START GIVEN INFORMATION

PR #403, opened 2020-05-14
small corrections for continuous-to-discrete approximations

sawyerbfuller:
* combined dtime/sample_system and dtime/c2d into the same function because they do the same thing. old c2d also had an unnecessary test
* fixed TransferFunction.sample and StateSpace.sample to have updated docstring that adds recent methods added to scipy.signal.cont2discrete (except for 'matched', which is only available for TransferFunction and only for python-control)

### DIFF
--- a/control/dtime.py
+++ b/control/dtime.py
@@ -49,7 +49,7 @@ $Id: dtime.py 185 2012-08-30 05:44:32Z murrayrm $
 from .lti import isctime
 from .statesp import StateSpace, _convertToStateSpace
 
-__all__ = ['sample_system', 'c2d']
+__all__ = ['sample_system']
 
 # Sample a continuous time system
 def sample_system(sysc, Ts, method='zoh', alpha=None):
@@ -65,7 +65,7 @@ def sample_system(sysc, Ts, method='zoh', alpha=None):
     Ts : real
         Sampling period
     method : string
-        Method to use for conversion, e.g. 'matched', 'zoh' (default)
+        Method to use for conversion, e.g. 'zoh' (default)
 
     Returns
     -------
@@ -80,7 +80,7 @@ def sample_system(sysc, Ts, method='zoh', alpha=None):
     Examples
     --------
     >>> sysc = TransferFunction([1], [1, 2, 1])
-    >>> sysd = sample_system(sysc, 1, method='matched')
+    >>> sysd = sample_system(sysc, 1, method='zoh')
     """
 
     # Make sure we have a continuous time system
@@ -88,5 +88,3 @@ def sample_system(sysc, Ts, method='zoh', alpha=None):
         raise ValueError("First argument must be continuous time system")
 
     return sysc.sample(Ts, method, alpha)
-
-c2d = sample_system 
--- a/control/dtime.py
+++ b/control/dtime.py
@@ -52,7 +52,7 @@ from .statesp import StateSpace, _convertToStateSpace
 __all__ = ['sample_system', 'c2d']
 
 # Sample a continuous time system
-def sample_system(sysc, dt, method='zoh', alpha=None):
+def sample_system(sysc, Ts, method='zoh', alpha=None):
     """Convert a continuous time system to discrete time
 
     Creates a discrete time system from a continuous time system by
@@ -62,10 +62,10 @@ def sample_system(sysc, dt, method='zoh', alpha=None):
     ----------
     sysc : linsys
         Continuous time system to be converted
-    dt : real
+    Ts : real
         Sampling period
     method : string
-        Method to use for conversion, e.g. 'matched', 'tustin', 'zoh' (default)
+        Method to use for conversion, e.g. 'matched', 'zoh' (default)
 
     Returns
     -------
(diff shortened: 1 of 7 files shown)


control/dtime.py
```diff
@@ -89,32 +89,4 @@ def sample_system(sysc, Ts, method='zoh', alpha=None):
 
     return sysc.sample(Ts, method, alpha)
 
-
-def c2d(sysc, Ts, method='zoh'):
```
bnavigator, line 93: This removes the documentation for `c2d` doesn't it? Not what we want, probably. This is clearly written as a wrapper.

sawyerbfuller:
Hm, looks like my previous (and first) pull request adding dlqe is still in here. don't yet know how to take that out of this pull request, let me know if it's easier if I somehow "merge" branches first and then resubmit this PR

murrayrm:
@sawyerbfuller If you want to get a "clean" PR, I think you need to create a new branch on your account and rebase off of the current master.  But likely we will incorporate this PR after you other one, so should be fine to just build on this one.

bnavigator:
As there is no other open PR from your master branch, you can rebase your master onto the upstream master.

1. If you have not added the remote upstream yet:
`git remote add upstream https://github.com/python-control/python-control`
2. Fetch all
`git fetch --all`
3. Rebase your last 3 commits after e3125696a onto upstream/master
`git rebase --onto upstream/master e312569 master`


Next time first create a separate branch and submit the PR from that.

control/dtime.py
sawyerbfuller: Hi Ben, this PR makes it so both c2d and sample_system are identical (one is equal to the other) so that they have the same documentation. Which is a shortened version of eg. Transferfunction.sample, which is itself a modified version of scipy.signal.cont2discrete's docs. For both cases, do you think it would make sense to just refer the reader to  scipy.signal.cont2discrete, to avoid the need to continually update documentation?

bnavigator: I know, but are you sure that your change retains the documentation for c2d in https://python-control.readthedocs.io/en/0.8.3/generated/control.matlab.c2d.html? The call signature will change for sure, because `c2d()` did not have the `alpha` parameter before.

sawyerbfuller: Hi Ben, do you think it's ok if c2d gets an alpha parameter now (that matlab doesn't have?) 

Either way, I can update the code to duplicate its docstring so that the docstring example is for c2d rather than sample_system.

murrayrm:
Since this is really a "convenience" function for MATLAB users, it might be worth considering:

* Moving `c2d` into the `matlab` module.

* To avoid confusing, adding a `c2d` specific docstring that matches the typical usage and then pointing people to `sample_system` for other options.

The `c2d` function could just be:
```
def c2d(...)
   """Docstring...."""
   return sample_system(...)
```

sawyerbfuller:
OK moved c2d to matlab module. Now it's only available if you import control.matlab (unlike many other matlab-like commands like tf, bode, ... ). Not sure what the philosophy should be here, but let me knw if you think it should still be available from the control module.

murrayrm:
Perhaps we leave a `c2d` in the main `python-control` package (in addition to in the `matlab` module) but with a `DeprecationPending` warning?  There's an example of this in `FRD.evalfr`.  We just have to be careful to make sure we don't get a namespace conflict if someone does `from control import *` or something like that.

bnavigator:
> Since this is really a "convenience" function for MATLAB users, it might be worth considering:
> 
> * Moving `c2d` into the `matlab` module.

Moving the function without referencing it in the original module implies you have to change some tests too and it will probably break a lot of old code, as evident from the most recent CI failure:

```
______________________ ERROR collecting tests/lti_test.py ______________________
754ImportError while importing test module '/home/travis/build/python-control/python-control/control/tests/lti_test.py'.
755Hint: make sure your test modules/packages have valid Python names.
756Traceback:
757control/tests/lti_test.py:7: in <module>
758    from control import c2d
759E   ImportError: cannot import name 'c2d' from 'control' (/home/travis/build/python-control/python-control/control/__init__.py)
```


----------------------------------

> The `c2d` function could just be:
> 
> ```
> def c2d(...)
>    """Docstring...."""
>    return sample_system(...)
> ```

That's basically the current situation, bar some probably unnecessary output conversion.

----------------------------------

> @sawyerbfuller If you want to get a "clean" PR, I think you need to create a new branch on your account and rebase off of the current master. But likely we will incorporate this PR after you other one, so should be fine to just build on this one.

The LQE code has been merged in December 2019 already (72262c65749d1a15e58680f3ba6efc4842a0448f). The commit of the CI test merge 3ba8b7d11b8c80ca3f33bb263723d86223c5007c looks clean. I would rebase it as descibed anyway to have a nice diff visible here in the PR, which will also keep the history log look cleaner when finally merging into python-control/master

murrayrm:
I fixed things up and put them in PR #404.

sawyerbfuller:
Thanks! I turn into a pumpkin over the weekend with the kids at home!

END GIVEN INFORMATION

* DESCRIPTION OF THE TASK
For this exercise, output the entries above exactly as written.

* ANSWER SPACE
PR #403, opened 2020-05-14
small corrections for continuous-to-discrete approximations

sawyerbfuller:
* combined dtime/sample_system and dtime/c2d into the same function because they do the same thing. old c2d also had an unnecessary test
* fixed TransferFunction.sample and StateSpace.sample to have updated docstring that adds recent methods added to scipy.signal.cont2discrete (except for 'matched', which is only available for TransferFunction and only for python-control)

### DIFF
--- a/control/dtime.py
+++ b/control/dtime.py
@@ -49,7 +49,7 @@ $Id: dtime.py 185 2012-08-30 05:44:32Z murrayrm $
 from .lti import isctime
 from .statesp import StateSpace, _convertToStateSpace
 
-__all__ = ['sample_system', 'c2d']
+__all__ = ['sample_system']
 
 # Sample a continuous time system
 def sample_system(sysc, Ts, method='zoh', alpha=None):
@@ -65,7 +65,7 @@ def sample_system(sysc, Ts, method='zoh', alpha=None):
     Ts : real
         Sampling period
     method : string
-        Method to use for conversion, e.g. 'matched', 'zoh' (default)
+        Method to use for conversion, e.g. 'zoh' (default)
 
     Returns
     -------
@@ -80,7 +80,7 @@ def sample_system(sysc, Ts, method='zoh', alpha=None):
     Examples
     --------
     >>> sysc = TransferFunction([1], [1, 2, 1])
-    >>> sysd = sample_system(sysc, 1, method='matched')
+    >>> sysd = sample_system(sysc, 1, method='zoh')
     """
 
     # Make sure we have a continuous time system
@@ -88,5 +88,3 @@ def sample_system(sysc, Ts, method='zoh', alpha=None):
         raise ValueError("First argument must be continuous time system")
 
     return sysc.sample(Ts, method, alpha)
-
-c2d = sample_system 
--- a/control/dtime.py
+++ b/control/dtime.py
@@ -52,7 +52,7 @@ from .statesp import StateSpace, _convertToStateSpace
 __all__ = ['sample_system', 'c2d']
 
 # Sample a continuous time system
-def sample_system(sysc, dt, method='zoh', alpha=None):
+def sample_system(sysc, Ts, method='zoh', alpha=None):
     """Convert a continuous time system to discrete time
 
     Creates a discrete time system from a continuous time system by
@@ -62,10 +62,10 @@ def sample_system(sysc, dt, method='zoh', alpha=None):
     ----------
     sysc : linsys
         Continuous time system to be converted
-    dt : real
+    Ts : real
         Sampling period
     method : string
-        Method to use for conversion, e.g. 'matched', 'tustin', 'zoh' (default)
+        Method to use for conversion, e.g. 'matched', 'zoh' (default)
 
     Returns
     -------
(diff shortened: 1 of 7 files shown)


control/dtime.py
```diff
@@ -89,32 +89,4 @@ def sample_system(sysc, Ts, method='zoh', alpha=None):
 
     return sysc.sample(Ts, method, alpha)
 
-
-def c2d(sysc, Ts, method='zoh'):
```
bnavigator, line 93: This removes the documentation for `c2d` doesn't it? Not what we want, probably. This is clearly written as a wrapper.

sawyerbfuller:
Hm, looks like my previous (and first) pull request adding dlqe is still in here. don't yet know how to take that out of this pull request, let me know if it's easier if I somehow "merge" branches first and then resubmit this PR

murrayrm:
@sawyerbfuller If you want to get a "clean" PR, I think you need to create a new branch on your account and rebase off of the current master.  But likely we will incorporate this PR after you other one, so should be fine to just build on this one.

bnavigator:
As there is no other open PR from your master branch, you can rebase your master onto the upstream master.

1. If you have not added the remote upstream yet:
`git remote add upstream https://github.com/python-control/python-control`
2. Fetch all
`git fetch --all`
3. Rebase your last 3 commits after e3125696a onto upstream/master
`git rebase --onto upstream/master e312569 master`


Next time first create a separate branch and submit the PR from that.

control/dtime.py
sawyerbfuller: Hi Ben, this PR makes it so both c2d and sample_system are identical (one is equal to the other) so that they have the same documentation. Which is a shortened version of eg. Transferfunction.sample, which is itself a modified version of scipy.signal.cont2discrete's docs. For both cases, do you think it would make sense to just refer the reader to  scipy.signal.cont2discrete, to avoid the need to continually update documentation?

bnavigator: I know, but are you sure that your change retains the documentation for c2d in https://python-control.readthedocs.io/en/0.8.3/generated/control.matlab.c2d.html? The call signature will change for sure, because `c2d()` did not have the `alpha` parameter before.

sawyerbfuller: Hi Ben, do you think it's ok if c2d gets an alpha parameter now (that matlab doesn't have?) 

Either way, I can update the code to duplicate its docstring so that the docstring example is for c2d rather than sample_system.

murrayrm:
Since this is really a "convenience" function for MATLAB users, it might be worth considering:

* Moving `c2d` into the `matlab` module.

* To avoid confusing, adding a `c2d` specific docstring that matches the typical usage and then pointing people to `sample_system` for other options.

The `c2d` function could just be:
```
def c2d(...)
   """Docstring...."""
   return sample_system(...)
```

sawyerbfuller:
OK moved c2d to matlab module. Now it's only available if you import control.matlab (unlike many other matlab-like commands like tf, bode, ... ). Not sure what the philosophy should be here, but let me knw if you think it should still be available from the control module.

murrayrm:
Perhaps we leave a `c2d` in the main `python-control` package (in addition to in the `matlab` module) but with a `DeprecationPending` warning?  There's an example of this in `FRD.evalfr`.  We just have to be careful to make sure we don't get a namespace conflict if someone does `from control import *` or something like that.

bnavigator:
> Since this is really a "convenience" function for MATLAB users, it might be worth considering:
> 
> * Moving `c2d` into the `matlab` module.

Moving the function without referencing it in the original module implies you have to change some tests too and it will probably break a lot of old code, as evident from the most recent CI failure:

```
______________________ ERROR collecting tests/lti_test.py ______________________
754ImportError while importing test module '/home/travis/build/python-control/python-control/control/tests/lti_test.py'.
755Hint: make sure your test modules/packages have valid Python names.
756Traceback:
757control/tests/lti_test.py:7: in <module>
758    from control import c2d
759E   ImportError: cannot import name 'c2d' from 'control' (/home/travis/build/python-control/python-control/control/__init__.py)
```


----------------------------------

> The `c2d` function could just be:
> 
> ```
> def c2d(...)
>    """Docstring...."""
>    return sample_system(...)
> ```

That's basically the current situation, bar some probably unnecessary output conversion.

----------------------------------

> @sawyerbfuller If you want to get a "clean" PR, I think you need to create a new branch on your account and rebase off of the current master. But likely we will incorporate this PR after you other one, so should be fine to just build on this one.

The LQE code has been merged in December 2019 already (72262c65749d1a15e58680f3ba6efc4842a0448f). The commit of the CI test merge 3ba8b7d11b8c80ca3f33bb263723d86223c5007c looks clean. I would rebase it as descibed anyway to have a nice diff visible here in the PR, which will also keep the history log look cleaner when finally merging into python-control/master

murrayrm:
I fixed things up and put them in PR #404.

sawyerbfuller:
Thanks! I turn into a pumpkin over the weekend with the kids at home!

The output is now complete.